BRIEF:
From the listing below, pull out every line where the string "screenshot" appears.

EXTRACTED ENTRIES:
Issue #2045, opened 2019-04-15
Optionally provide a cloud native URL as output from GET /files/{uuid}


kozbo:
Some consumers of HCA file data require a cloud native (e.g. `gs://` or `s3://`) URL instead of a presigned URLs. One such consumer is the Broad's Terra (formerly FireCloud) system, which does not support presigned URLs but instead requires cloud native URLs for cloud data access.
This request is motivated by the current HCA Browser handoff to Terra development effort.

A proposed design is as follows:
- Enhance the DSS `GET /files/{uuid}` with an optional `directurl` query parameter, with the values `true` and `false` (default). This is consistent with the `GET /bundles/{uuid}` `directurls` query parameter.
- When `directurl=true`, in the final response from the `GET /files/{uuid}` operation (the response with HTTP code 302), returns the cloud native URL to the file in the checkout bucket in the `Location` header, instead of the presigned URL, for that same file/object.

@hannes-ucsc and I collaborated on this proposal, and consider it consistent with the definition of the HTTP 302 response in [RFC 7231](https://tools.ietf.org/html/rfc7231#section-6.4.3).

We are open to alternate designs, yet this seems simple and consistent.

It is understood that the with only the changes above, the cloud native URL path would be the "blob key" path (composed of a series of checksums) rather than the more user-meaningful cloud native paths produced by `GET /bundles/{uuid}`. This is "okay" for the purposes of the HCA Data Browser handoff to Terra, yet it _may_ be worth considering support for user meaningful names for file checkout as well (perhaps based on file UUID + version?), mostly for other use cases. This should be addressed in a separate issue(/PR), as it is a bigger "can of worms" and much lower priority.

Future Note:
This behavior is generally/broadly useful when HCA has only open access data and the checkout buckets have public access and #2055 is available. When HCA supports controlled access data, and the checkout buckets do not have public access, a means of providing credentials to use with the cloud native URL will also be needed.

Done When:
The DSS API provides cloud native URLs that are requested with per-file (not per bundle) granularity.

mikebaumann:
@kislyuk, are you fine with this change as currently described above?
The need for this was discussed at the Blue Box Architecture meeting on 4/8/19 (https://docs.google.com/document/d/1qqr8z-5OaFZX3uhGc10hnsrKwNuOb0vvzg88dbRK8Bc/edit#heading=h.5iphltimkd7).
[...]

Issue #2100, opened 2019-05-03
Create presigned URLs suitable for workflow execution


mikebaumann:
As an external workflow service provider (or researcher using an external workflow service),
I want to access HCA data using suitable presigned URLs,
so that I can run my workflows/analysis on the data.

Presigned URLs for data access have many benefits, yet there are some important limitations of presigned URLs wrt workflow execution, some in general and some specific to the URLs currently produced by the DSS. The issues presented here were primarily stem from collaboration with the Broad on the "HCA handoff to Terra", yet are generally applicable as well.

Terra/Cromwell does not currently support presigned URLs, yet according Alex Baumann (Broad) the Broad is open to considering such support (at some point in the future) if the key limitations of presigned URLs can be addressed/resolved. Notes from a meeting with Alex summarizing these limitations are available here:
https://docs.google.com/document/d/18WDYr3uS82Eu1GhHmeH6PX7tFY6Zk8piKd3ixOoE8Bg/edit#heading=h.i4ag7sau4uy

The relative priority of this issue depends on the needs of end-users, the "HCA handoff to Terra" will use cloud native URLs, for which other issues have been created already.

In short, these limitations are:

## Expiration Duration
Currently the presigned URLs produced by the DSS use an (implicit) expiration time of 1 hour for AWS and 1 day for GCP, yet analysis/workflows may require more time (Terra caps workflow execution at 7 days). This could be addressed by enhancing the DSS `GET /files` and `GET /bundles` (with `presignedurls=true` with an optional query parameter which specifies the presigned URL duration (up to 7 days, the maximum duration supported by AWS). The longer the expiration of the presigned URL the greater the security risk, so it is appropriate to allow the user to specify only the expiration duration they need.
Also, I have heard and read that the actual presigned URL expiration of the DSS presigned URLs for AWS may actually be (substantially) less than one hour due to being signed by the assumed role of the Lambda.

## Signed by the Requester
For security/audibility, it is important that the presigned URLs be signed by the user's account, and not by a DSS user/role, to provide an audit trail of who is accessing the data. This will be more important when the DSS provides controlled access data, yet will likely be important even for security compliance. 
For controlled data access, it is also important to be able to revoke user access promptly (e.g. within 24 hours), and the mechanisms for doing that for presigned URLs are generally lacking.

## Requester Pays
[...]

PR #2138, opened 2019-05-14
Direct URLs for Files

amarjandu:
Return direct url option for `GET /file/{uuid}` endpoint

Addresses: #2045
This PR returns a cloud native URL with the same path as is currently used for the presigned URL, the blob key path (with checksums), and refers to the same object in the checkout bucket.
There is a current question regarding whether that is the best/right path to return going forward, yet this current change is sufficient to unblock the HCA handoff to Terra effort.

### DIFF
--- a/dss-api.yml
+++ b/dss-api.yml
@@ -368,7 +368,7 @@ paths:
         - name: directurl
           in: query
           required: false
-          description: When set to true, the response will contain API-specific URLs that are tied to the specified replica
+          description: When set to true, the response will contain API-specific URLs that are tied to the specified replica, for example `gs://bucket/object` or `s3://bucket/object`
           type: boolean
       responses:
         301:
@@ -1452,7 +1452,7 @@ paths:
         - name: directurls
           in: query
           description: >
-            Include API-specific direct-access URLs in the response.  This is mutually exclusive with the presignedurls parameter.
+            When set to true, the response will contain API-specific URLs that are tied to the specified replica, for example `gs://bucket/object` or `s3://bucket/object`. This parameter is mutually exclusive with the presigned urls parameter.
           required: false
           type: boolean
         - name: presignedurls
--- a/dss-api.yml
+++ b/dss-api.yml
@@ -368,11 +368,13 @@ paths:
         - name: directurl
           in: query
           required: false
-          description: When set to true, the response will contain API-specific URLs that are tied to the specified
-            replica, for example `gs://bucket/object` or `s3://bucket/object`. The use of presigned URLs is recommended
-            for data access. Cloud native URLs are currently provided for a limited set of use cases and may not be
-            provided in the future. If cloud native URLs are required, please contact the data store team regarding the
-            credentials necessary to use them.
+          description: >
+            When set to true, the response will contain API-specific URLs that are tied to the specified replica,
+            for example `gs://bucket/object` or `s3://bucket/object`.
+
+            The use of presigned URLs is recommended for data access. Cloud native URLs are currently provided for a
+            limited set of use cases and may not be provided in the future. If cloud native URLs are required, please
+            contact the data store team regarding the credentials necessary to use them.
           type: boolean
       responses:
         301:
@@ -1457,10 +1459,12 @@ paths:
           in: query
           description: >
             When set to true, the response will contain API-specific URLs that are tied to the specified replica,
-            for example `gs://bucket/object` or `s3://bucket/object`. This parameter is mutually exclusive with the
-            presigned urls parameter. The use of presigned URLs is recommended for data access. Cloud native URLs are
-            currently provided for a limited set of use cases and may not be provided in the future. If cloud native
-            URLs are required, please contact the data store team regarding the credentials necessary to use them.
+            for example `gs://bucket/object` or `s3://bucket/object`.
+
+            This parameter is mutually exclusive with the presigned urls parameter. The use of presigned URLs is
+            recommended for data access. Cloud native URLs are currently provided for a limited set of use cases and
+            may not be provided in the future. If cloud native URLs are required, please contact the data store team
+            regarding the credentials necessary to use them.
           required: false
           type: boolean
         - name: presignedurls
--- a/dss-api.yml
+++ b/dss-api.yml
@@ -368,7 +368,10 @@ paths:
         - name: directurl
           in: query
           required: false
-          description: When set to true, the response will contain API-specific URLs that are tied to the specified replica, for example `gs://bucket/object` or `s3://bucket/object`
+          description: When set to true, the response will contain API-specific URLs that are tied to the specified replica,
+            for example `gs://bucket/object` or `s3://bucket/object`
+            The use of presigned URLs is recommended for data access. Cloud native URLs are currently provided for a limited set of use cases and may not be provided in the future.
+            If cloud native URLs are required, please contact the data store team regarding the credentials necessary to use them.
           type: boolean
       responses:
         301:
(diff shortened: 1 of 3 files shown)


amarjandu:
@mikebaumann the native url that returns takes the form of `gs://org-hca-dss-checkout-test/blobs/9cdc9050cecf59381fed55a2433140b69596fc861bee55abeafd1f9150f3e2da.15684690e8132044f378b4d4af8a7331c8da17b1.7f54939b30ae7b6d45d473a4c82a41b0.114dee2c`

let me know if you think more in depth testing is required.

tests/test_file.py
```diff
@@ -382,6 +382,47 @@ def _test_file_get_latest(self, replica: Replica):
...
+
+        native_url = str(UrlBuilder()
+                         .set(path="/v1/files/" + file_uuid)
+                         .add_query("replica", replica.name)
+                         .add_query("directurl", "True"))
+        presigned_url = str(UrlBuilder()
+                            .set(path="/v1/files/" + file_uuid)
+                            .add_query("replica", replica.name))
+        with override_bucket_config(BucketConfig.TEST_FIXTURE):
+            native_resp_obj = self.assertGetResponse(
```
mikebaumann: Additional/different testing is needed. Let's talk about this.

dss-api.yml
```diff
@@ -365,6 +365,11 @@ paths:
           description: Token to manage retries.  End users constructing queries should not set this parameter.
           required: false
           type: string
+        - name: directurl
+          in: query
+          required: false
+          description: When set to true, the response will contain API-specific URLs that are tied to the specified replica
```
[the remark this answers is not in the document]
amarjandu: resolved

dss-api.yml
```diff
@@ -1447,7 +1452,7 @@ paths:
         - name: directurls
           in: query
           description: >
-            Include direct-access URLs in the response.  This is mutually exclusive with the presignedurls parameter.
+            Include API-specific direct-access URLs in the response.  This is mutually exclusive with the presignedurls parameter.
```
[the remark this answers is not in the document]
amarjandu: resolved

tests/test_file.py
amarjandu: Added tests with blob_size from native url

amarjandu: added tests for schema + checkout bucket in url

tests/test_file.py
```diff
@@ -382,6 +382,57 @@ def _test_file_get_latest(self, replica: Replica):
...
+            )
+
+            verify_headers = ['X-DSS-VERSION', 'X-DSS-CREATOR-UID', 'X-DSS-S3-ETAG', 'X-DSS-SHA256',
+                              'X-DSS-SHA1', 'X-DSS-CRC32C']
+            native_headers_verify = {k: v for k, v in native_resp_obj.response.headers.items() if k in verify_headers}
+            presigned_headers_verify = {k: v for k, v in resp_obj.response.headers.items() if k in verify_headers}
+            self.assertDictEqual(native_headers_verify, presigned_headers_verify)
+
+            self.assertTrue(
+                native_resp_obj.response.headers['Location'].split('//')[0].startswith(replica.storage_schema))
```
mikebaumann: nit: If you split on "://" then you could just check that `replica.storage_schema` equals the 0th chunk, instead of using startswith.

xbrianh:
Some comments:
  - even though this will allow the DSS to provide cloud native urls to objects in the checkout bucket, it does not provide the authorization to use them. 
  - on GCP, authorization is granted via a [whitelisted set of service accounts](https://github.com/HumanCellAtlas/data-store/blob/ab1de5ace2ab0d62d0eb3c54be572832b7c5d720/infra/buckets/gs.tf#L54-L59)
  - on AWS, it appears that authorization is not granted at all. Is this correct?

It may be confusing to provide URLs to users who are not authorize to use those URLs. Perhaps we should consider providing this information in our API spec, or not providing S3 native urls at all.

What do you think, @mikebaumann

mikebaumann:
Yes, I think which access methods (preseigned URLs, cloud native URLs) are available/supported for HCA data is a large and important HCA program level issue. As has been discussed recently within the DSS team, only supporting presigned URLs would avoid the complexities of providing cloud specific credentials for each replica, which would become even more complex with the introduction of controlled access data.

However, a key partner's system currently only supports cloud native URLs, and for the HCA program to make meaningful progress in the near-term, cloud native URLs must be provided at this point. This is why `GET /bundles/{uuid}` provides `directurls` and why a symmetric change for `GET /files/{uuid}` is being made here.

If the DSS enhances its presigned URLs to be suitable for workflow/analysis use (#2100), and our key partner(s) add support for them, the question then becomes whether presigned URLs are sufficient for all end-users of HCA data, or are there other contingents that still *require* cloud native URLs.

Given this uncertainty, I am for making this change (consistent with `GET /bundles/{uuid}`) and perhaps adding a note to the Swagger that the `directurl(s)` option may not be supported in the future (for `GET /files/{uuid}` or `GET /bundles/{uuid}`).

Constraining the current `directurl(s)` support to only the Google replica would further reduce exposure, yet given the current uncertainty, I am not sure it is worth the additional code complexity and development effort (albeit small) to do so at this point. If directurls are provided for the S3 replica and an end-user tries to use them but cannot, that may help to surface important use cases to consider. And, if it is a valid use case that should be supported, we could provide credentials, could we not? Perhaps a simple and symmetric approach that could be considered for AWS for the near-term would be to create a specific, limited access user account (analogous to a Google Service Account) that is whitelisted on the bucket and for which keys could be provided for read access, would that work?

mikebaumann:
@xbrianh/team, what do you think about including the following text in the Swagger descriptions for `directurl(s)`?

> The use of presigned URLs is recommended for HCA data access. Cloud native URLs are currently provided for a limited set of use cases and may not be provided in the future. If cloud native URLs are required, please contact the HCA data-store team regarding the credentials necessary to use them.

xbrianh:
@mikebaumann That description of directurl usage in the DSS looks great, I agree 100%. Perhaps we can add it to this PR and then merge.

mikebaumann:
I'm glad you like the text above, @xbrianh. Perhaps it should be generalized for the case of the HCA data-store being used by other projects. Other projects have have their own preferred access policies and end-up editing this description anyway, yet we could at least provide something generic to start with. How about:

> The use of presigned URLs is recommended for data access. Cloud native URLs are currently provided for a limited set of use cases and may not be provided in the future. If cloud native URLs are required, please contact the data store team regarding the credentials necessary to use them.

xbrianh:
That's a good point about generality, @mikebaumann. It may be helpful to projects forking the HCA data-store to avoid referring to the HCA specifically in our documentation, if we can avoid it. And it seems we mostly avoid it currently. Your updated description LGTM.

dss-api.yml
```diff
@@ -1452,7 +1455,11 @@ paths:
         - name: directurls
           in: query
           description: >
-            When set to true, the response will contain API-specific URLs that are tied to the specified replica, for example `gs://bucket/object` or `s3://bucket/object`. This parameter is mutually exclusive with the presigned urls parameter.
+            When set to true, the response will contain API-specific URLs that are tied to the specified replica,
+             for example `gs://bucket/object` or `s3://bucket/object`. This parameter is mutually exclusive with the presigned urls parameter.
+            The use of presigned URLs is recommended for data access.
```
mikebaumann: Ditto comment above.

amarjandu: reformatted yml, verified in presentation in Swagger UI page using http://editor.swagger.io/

==

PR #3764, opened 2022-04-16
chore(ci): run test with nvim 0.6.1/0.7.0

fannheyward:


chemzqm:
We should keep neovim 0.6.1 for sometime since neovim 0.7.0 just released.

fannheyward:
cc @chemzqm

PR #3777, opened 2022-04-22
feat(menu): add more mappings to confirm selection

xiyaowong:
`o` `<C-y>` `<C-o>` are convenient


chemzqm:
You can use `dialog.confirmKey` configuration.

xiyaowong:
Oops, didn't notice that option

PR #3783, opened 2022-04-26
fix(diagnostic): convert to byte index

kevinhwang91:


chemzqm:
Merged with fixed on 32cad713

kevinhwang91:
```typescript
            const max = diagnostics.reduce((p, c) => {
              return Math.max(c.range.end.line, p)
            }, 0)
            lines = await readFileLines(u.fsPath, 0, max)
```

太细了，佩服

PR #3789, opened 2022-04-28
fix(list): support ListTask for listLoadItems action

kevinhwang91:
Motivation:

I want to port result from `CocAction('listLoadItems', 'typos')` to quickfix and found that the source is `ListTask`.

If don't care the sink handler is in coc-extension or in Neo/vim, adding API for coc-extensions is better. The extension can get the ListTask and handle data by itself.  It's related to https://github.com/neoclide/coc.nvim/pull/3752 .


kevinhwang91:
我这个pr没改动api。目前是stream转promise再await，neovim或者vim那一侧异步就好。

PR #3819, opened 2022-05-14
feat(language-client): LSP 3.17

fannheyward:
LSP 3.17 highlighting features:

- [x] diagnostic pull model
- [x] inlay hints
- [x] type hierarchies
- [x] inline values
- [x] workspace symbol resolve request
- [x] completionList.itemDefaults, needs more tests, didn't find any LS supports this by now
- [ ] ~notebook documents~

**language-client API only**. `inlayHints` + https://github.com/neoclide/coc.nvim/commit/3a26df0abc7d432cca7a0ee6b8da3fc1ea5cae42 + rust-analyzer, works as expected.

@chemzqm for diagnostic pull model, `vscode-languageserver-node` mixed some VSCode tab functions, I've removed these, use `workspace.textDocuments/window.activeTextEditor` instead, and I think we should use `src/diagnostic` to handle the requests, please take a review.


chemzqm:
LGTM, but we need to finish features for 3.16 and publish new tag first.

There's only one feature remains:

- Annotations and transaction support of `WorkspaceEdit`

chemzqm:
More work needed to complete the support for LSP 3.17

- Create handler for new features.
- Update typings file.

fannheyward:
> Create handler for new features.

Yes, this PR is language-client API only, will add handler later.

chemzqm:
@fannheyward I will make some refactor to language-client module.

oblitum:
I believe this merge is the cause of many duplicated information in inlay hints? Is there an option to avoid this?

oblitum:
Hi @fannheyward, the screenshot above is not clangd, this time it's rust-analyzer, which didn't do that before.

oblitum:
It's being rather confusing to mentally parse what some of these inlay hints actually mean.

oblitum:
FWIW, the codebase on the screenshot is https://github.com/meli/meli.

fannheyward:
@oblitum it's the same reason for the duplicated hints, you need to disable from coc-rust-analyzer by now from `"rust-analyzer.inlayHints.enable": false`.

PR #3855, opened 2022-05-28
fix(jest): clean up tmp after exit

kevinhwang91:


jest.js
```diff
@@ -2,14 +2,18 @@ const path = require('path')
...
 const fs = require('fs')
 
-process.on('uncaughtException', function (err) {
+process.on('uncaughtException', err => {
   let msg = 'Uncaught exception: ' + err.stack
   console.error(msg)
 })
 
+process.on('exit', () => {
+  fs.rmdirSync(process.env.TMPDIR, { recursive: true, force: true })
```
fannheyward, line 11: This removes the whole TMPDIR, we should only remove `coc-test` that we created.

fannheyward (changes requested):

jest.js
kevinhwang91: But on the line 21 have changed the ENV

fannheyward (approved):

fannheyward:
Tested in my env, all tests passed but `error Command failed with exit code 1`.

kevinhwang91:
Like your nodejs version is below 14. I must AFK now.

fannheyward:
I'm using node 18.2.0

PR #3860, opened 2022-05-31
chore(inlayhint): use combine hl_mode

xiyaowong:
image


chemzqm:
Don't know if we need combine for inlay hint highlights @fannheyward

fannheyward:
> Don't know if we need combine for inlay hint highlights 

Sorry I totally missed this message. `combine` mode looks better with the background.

EXERCISE ANSWER:
Hi @fannheyward, the screenshot above is not clangd, this time it's rust-analyzer, which didn't do that before.
FWIW, the codebase on the screenshot is https://github.com/meli/meli.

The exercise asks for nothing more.